┏━━

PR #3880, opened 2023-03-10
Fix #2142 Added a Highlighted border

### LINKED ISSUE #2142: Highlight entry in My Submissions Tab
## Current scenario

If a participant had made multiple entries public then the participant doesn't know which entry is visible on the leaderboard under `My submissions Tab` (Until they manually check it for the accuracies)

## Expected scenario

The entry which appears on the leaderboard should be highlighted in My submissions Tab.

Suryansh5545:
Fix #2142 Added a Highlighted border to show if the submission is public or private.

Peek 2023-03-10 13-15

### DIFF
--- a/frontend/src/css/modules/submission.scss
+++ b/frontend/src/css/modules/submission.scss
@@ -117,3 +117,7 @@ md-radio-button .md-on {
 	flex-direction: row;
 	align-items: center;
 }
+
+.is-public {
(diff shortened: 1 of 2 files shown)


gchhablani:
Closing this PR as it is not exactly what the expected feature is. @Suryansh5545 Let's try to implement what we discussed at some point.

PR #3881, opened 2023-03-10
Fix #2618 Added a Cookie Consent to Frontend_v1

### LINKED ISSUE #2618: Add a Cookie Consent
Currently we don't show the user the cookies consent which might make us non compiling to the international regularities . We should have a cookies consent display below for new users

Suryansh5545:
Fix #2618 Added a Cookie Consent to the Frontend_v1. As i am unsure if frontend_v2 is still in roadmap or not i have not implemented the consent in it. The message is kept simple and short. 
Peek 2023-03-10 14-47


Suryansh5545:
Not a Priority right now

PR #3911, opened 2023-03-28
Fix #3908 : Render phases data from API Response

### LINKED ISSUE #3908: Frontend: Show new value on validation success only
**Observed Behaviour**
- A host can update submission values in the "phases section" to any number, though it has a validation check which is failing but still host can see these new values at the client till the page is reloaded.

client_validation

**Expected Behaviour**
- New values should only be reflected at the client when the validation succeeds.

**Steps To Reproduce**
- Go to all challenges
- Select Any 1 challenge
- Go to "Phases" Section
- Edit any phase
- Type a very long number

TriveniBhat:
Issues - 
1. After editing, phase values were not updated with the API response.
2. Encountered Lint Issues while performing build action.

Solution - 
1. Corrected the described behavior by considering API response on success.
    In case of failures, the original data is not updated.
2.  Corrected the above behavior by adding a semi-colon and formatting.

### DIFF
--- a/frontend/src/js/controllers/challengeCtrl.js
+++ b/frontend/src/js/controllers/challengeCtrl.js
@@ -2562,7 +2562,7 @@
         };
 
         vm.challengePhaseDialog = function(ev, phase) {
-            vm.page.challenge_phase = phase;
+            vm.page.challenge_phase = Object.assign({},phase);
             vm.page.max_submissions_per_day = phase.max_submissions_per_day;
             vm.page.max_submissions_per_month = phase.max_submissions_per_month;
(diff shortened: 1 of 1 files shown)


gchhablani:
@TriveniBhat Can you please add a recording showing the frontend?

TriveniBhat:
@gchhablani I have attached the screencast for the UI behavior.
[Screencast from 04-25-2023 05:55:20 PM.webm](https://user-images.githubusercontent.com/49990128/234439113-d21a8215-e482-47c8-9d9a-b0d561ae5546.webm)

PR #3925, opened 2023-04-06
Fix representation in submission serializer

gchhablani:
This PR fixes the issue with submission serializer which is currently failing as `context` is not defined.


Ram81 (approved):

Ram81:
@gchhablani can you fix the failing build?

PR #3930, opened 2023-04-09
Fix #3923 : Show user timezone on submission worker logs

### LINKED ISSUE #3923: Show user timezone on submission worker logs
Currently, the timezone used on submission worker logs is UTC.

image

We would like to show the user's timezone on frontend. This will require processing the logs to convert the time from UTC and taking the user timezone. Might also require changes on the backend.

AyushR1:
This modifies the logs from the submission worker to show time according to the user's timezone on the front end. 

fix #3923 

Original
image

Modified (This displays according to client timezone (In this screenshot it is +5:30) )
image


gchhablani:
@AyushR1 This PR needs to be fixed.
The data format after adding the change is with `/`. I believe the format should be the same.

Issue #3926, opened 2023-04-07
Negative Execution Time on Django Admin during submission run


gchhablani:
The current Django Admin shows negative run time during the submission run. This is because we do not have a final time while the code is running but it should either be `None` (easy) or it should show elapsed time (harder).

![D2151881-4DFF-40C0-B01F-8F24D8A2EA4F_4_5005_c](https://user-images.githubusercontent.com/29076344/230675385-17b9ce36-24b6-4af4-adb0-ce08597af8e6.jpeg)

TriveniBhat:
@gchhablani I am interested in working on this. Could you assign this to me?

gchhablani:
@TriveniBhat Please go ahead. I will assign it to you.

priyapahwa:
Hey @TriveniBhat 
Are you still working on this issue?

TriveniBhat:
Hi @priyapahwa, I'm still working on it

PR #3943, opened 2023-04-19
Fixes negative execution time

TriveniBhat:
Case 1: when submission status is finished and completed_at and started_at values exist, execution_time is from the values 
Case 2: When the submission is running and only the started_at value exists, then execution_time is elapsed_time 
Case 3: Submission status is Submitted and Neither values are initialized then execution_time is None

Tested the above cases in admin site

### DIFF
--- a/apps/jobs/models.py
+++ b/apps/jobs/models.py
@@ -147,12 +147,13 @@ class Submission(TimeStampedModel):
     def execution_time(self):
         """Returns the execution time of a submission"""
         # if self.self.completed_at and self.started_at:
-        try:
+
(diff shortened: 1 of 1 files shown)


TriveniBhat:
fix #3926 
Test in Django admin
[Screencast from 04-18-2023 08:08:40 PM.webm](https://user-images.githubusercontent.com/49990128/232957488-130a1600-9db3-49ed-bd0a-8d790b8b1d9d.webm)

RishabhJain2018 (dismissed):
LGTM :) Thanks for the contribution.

┗━━
┏━━

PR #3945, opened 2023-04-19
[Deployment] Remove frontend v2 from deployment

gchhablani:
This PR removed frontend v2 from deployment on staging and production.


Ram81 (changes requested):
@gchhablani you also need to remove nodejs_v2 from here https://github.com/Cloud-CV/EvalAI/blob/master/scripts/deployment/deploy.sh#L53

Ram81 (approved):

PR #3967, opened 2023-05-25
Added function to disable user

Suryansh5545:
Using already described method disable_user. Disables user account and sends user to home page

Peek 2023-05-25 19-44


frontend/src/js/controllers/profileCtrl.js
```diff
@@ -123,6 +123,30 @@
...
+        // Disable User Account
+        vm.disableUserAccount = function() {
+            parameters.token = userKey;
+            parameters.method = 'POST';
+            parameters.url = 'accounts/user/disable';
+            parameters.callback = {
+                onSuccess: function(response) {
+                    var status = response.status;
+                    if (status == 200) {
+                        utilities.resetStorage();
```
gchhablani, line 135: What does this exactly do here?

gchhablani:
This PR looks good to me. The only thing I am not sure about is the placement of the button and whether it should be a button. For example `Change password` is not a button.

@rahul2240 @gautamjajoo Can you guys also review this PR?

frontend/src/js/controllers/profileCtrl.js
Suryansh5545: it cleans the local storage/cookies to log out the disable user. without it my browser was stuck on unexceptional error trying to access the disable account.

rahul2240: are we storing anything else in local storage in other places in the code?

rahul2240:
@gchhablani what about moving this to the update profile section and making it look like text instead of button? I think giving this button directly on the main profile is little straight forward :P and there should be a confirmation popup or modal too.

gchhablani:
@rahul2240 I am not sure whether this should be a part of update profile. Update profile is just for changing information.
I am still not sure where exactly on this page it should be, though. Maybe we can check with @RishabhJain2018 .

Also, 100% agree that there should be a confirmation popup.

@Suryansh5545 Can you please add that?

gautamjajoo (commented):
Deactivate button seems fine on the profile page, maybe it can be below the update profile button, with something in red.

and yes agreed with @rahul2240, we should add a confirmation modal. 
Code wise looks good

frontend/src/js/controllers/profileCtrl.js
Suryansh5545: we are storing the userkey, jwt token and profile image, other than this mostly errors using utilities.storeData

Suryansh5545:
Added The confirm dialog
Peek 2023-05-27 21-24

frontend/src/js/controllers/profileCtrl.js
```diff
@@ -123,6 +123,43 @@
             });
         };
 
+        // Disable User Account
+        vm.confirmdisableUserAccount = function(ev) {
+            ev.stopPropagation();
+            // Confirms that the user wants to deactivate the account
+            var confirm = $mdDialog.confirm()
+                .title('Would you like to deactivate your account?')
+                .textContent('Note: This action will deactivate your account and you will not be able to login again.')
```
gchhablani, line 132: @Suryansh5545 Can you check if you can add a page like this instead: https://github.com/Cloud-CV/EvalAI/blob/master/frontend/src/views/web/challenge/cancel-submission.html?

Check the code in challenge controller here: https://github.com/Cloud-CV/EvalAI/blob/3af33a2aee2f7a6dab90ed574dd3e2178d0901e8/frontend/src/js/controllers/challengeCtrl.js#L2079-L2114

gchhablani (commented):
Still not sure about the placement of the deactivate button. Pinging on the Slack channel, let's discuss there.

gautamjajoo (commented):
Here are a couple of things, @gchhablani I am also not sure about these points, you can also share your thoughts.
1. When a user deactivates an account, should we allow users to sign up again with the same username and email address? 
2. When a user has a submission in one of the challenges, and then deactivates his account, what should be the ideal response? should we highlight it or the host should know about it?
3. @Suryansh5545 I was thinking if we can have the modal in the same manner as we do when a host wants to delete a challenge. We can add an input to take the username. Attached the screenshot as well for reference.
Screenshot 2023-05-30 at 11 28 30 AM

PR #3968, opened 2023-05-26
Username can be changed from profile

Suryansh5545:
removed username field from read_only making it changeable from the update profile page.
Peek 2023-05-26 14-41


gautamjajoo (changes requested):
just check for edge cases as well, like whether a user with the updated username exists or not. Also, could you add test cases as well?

┗━━
┏━━

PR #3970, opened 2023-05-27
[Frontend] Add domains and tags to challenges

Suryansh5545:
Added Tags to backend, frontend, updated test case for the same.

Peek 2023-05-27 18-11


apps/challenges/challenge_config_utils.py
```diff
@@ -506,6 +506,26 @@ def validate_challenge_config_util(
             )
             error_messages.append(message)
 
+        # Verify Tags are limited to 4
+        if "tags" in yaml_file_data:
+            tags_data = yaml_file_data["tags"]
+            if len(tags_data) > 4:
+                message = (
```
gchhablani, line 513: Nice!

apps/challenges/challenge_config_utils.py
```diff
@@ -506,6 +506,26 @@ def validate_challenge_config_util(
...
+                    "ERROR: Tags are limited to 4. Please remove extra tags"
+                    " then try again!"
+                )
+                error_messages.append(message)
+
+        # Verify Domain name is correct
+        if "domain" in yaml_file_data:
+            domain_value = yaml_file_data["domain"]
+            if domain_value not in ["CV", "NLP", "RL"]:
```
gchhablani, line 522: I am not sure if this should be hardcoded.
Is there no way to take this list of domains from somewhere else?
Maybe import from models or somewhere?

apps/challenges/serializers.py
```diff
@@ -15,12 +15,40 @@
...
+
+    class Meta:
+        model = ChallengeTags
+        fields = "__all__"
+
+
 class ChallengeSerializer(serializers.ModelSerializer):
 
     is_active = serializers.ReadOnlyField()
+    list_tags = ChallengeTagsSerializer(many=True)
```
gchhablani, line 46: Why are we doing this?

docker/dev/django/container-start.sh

┗━━

§ **Directions for this task**:
From the data above, output only the lines between the line containing "to be fixed." and the line containing "[Screencast from 04-18-2023", inclusive, exactly as written.

§ **Completed task**:
@AyushR1 This PR needs to be fixed.
The data format after adding the change is with `/`. I believe the format should be the same.

Issue #3926, opened 2023-04-07
Negative Execution Time on Django Admin during submission run


gchhablani:
The current Django Admin shows negative run time during the submission run. This is because we do not have a final time while the code is running but it should either be `None` (easy) or it should show elapsed time (harder).

![D2151881-4DFF-40C0-B01F-8F24D8A2EA4F_4_5005_c](https://user-images.githubusercontent.com/29076344/230675385-17b9ce36-24b6-4af4-adb0-ce08597af8e6.jpeg)

TriveniBhat:
@gchhablani I am interested in working on this. Could you assign this to me?

gchhablani:
@TriveniBhat Please go ahead. I will assign it to you.

priyapahwa:
Hey @TriveniBhat 
Are you still working on this issue?

TriveniBhat:
Hi @priyapahwa, I'm still working on it

PR #3943, opened 2023-04-19
Fixes negative execution time

TriveniBhat:
Case 1: when submission status is finished and completed_at and started_at values exist, execution_time is from the values 
Case 2: When the submission is running and only the started_at value exists, then execution_time is elapsed_time 
Case 3: Submission status is Submitted and Neither values are initialized then execution_time is None

Tested the above cases in admin site

### DIFF
--- a/apps/jobs/models.py
+++ b/apps/jobs/models.py
@@ -147,12 +147,13 @@ class Submission(TimeStampedModel):
     def execution_time(self):
         """Returns the execution time of a submission"""
         # if self.self.completed_at and self.started_at:
-        try:
+
(diff shortened: 1 of 1 files shown)


TriveniBhat:
fix #3926 
Test in Django admin
[Screencast from 04-18-2023 08:08:40 PM.webm](https://user-images.githubusercontent.com/49990128/232957488-130a1600-9db3-49ed-bd0a-8d790b8b1d9d.webm)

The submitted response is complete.